Cascading Now Supports Tez–Spark and Storm Up Next

Alex Woodie, Datanami
May 13, 2014
http://www.datanami.com/2014/05/13/cascading-now-supports-tez-spark-storm-next

Concurrent, the company behind the open source Cascading framework, today unveiled a major update that will allow its customers to migrate their Hadoop applications from using MapReduce to use the new Apache Tez engine, without rewriting any business logic. Spark and Storm are next up on Cascading’s radar, Concurrent CTO Chris Wensel tells Datanami.

Analysts have billed 2014 as the year that Hadoop grows up and takes on the enterprise. Anecdotal evidence suggests that big companies, indeed, are moving away from tire-kicking phase and investing in production systems.

However, while Hadoop may have traded in his open source apparel a suit and tie, that doesn’t mean that all technology questions have been settled. Everybody in the Hadoop world seems to agree that the batch-oriented nature of MapReduce is on its way out. But what’s going to replace it? Apache Tez? Apache Spark? Apache Storm? Apache next? Nobody knows.

“You gotta pick your poison,” Wensel says. “A lot of those technologies overlap with each other. But there are also tradeoffs. And this game is all about tradeoffs.”

With Cascading, Concurrent is ideally situated to help customers minimize the risk of making the wrong tradeoff. The Cascading product does this by presenting a layer of abstraction between the application developer and the complex Hadoop APIs. The product–which is free and being downloaded 150,000 times per month–allows developers to write their business logic once using the simpler Cascading APIs (available for Java, Python, Scala, and other languages), and deploy the application using whichever Hadoop data fabric meets their needs.

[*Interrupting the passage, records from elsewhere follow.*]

PR #14561, opened 2023-08-23
Fix/version prerelease hyphens

### LINKED ISSUE #14557: [bug] Pre-release versions are not always considered "later" than a release version (semver issue?)
### Environment details

* Compiler+version: N/A
* Conan version: 2.0.9
* Python version: 3.10.8

### Steps to reproduce

Use a version which has more than one hyphen:
```
>>> from conan.tools.scm import Version
>>> Version("0.0.1") > Version("0.0.1-3-1")
False
```

Quote:
```1.1-alpha.1``` is older than ```1.1```, not newer.

From:
https://docs.conan.io/2/tutorial/versioning/version_ranges.html#semantic-versioning

My understanding is that a pre-release should always be lower priority than a release, and the presence of a hyphen makes it a prerelease. According to [the semver spec (item 9)](https://semver.org/#spec-item-9) a prerelease may itself contain a hyphen, so this should be legal.

(a workaround which works for me, by the way, is to instead use + inside the prerelease string: 0.0.1-3+1)

### Logs

_No response_

memsharded:
Changelog: Fix: Allow extra hyphens in versions pre-releases.
Docs: Omit

Close https://github.com/conan-io/conan/issues/14557


AbrilRBS (approved):
TIL. Happy to talk abou the impact this has, but Im not against adding it

memsharded:
See comments in https://github.com/conan-io/conan/issues/14557#issuecomment-1690785983

memsharded:
I have managed to make the PR a bit more compliant, without nested pre-released, but handling "-" as identifiers too, please re-review.

AbrilRBS (approved):

czoido (approved):

PR #14594, opened 2023-08-28
Allow `--format=json` in `conan create` for `python-requires`

### LINKED ISSUE #14577: [bug] conan create --format=json throws when creating a python_requires package
### Environment details

* Operating System+version: Ubuntu Linux 22.04
* Conan version: 2.0.9 / 2.0.10-dev
* Python version: 3.10.12

### Steps to reproduce

1. Create basic conanfile.py which shall be used as a python_requires. E. g. with the contents of the upper one from [this example page](https://docs.conan.io/2/reference/extensions/python_requires.html?highlight=python_requires):
```
from conan import ConanFile

myvar = 123

def myfunct():
    return 234

class Pkg(ConanFile):
    name = "pyreq"
    version = "0.1"
    package_type = "python-require"
```
2. Do a 
```
$ conan create . --format=json
```
This results in a:
```
ERROR: 'NoneType' object has no attribute 'serialize'
```
While a pure `conan create .` works as expected.

When searching the issue database, I stumbled across [this merge request](https://github.com/conan-io/conan/pull/14529) which looked like it would fix my exact problem. So I tried the source-version (commit 0e168973a58d284814c517d03baf841767c84d9f) but I still get the same error.

Background is: I want to use the generated json file with a `conan list --graph=conancreategraph.json --graph-binaries=build --format=json ...` and then a `conan upload --list=conanlist.json ...` command to upload the generated package to our conan remote. This should work with python_requires packages, as well, shoudn't it?

### Logs

_No response_

AbrilRBS:
Changelog: Fix: Allow `--format=json` in `conan create` for `python-requires`
Docs: Omit

Couldn't find anything concrete when testing locally, but this now makes it so calling `conan create .` with `--update` flag for python-requires does _something_ (Updates the recipe times). 

BUT, it's not capable of using a newer recipe _version_

### DIFF
--- a/conans/client/loader.py
+++ b/conans/client/loader.py
@@ -258,9 +258,7 @@ class ConanFileLoader:
                 conanfile.requires(repr(reference))
 
         if python_requires:
-            conanfile.python_requires = []
-            for python_require in python_requires:
-                conanfile.python_requires.append(python_require.repr_notime())
+            conanfile.python_requires = [pr.repr_notime() for pr in python_requires]
 
         if self._pyreq_loader:
             self._pyreq_loader.load_py_requires(conanfile, self, graph_lock, remotes,
--- a/conans/client/loader.py
+++ b/conans/client/loader.py
@@ -244,7 +244,8 @@ class ConanFileLoader:
 
         return conanfile
 
-    def load_virtual(self, requires=None, tool_requires=None, python_requires=None):
+    def load_virtual(self, requires=None, tool_requires=None, python_requires=None, graph_lock=None,
+                     remotes=None, update=None, check_updates=None):
         # If user don't specify namespace in options, assume that it is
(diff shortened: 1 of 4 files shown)


conans/client/loader.py
```diff
@@ -256,6 +257,15 @@ def load_virtual(self, requires=None, tool_requires=None):
             for reference in requires:
                 conanfile.requires(repr(reference))
 
+        if python_requires:
+            conanfile.python_requires = []
+            for python_require in python_requires:
+                conanfile.python_requires.append(python_require.repr_notime())
```
memsharded:
```suggestion
        if python_requires:
            conanfile.python_requires = [pr.repr_notime() for pr in python_requires]
```

memsharded (approved):

czoido (approved):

For the last six months, Wensel has been working on the heart of Cascading, the customizable query planner, to enable it to support Apache Tez. It was a very big job, and Wensel did much of this work in collaboration with Hortonworks, which is particularly bullish on the prospects of Tez as a replacement for MapReduce. The result of that collaboration is now available in Cascading 3.0.

According to Wensel, it’s all about giving customers the flexibility to pick the Hadoop fabric that best fits their needs. “We’re seeing Tez and other technologies that are slightly more complex [than MapReduce], but give you more degrees of freedom to do more interesting things at the computation level,” he says.

Tez represents a “massive improvement” in the Hadoop model, and Wensel is excited to see how users will respond to support for Tez, which should provide an immediate performance boost upwards of 50 percent compared to MapReduce.

What’s more, Cascading will also allow users to dial up the performance even higher if they want, but perhaps take on more risk of the code falling and breaking. “We can give you a conservative rule engine, for Tez, but as Tez matures, we can give you a more aggressive rule engine,” Wensel says. “If you want turn it up to 11, go for it, but it might blow out your speakers.”

Next up on Wensel’s plate are Apache Spark and Storm. The company today also announced a partnership with Databricks, the company behind Apache Spark. Wensel and company will set out this summer to enable Cascading apps to utilize Spark within Hadoop. Some of the work he did on supporting Tez will carry over to Spark, or at least make it somewhat easier to support, he says.

While Spark seems to have a lot of momentum at the moment, Wensel still sees a bit of risk with Spark still, and doesn’t seem entirely sold on it. “People want to try Spark. We get it,” he says. “People want us to port Cascading to Spark so they can see if it’s better. I don’t know anybody in production with Spark, but I don’t know anybody in production on Tez either.” The timeframe? “We’re definitely going to get to that as quickly as we can,” he says. “We hope to get to it this summer.”

The way Wensel sees it, nobody can predict what technology is going to win in the end. It could be Tez, or it could be Apache Spark. “What you don’t want is the risk of learning a new API or a language on a new API just to get the tradeoff to realize the tradeoff was a bad one,” he says. “What did you do? Spend six months figuring out that was a huge mistake.”

It’s all about weighing the tradeoffs, and allowing people to experiment with the various Hadoop fabrics to find out what works best for them and avoid those million-dollar mistakes. By allowing people to experiment with Tez, Spark, and MapReduce, Cascading will let developers make apples to apples comparisons among the various “Baby Bear, Mama Bear, and Papa Bear technologies,” as the colorful Wensel puts it.

“If Spark doesn’t scale, then they’ll go to Tez. But Tez might be slower,” Wensel says. “If they have a smaller application that doesn’t [need to] scale, maybe they could leave that on Spark. But they can make these decisions without having to rewrite their applications. If they’re okay with 2 percent of their jobs failing, then maybe they’ll pick a different technology that’s faster, but maybe it will fail more frequently. If they never can have it ever fail and they just need predictability, they may stick with [Papa Bear] MapReduce because it’s extremely stable and mature. People want to be able to make these choices. They don’t want just one technology.” Amen to that.